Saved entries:
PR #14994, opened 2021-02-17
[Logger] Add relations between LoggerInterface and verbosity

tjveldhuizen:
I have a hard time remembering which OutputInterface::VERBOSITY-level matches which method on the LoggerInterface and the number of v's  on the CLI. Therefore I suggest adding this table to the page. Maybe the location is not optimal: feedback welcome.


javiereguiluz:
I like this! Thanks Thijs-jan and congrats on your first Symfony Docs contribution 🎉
---
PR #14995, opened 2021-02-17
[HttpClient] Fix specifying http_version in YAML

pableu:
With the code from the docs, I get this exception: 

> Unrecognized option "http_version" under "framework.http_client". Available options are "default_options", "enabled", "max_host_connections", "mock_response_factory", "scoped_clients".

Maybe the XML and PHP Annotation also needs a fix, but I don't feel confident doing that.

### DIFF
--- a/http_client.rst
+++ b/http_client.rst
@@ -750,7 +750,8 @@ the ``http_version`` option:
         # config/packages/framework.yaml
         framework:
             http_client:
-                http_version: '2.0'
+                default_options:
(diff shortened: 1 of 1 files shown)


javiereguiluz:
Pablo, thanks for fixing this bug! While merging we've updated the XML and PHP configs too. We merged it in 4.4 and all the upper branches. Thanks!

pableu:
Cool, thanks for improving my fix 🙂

WORK TASK:
Tell how many lines of the data above hold the string "framework". Give only the number.

RESPONSE TO THE TASK:
3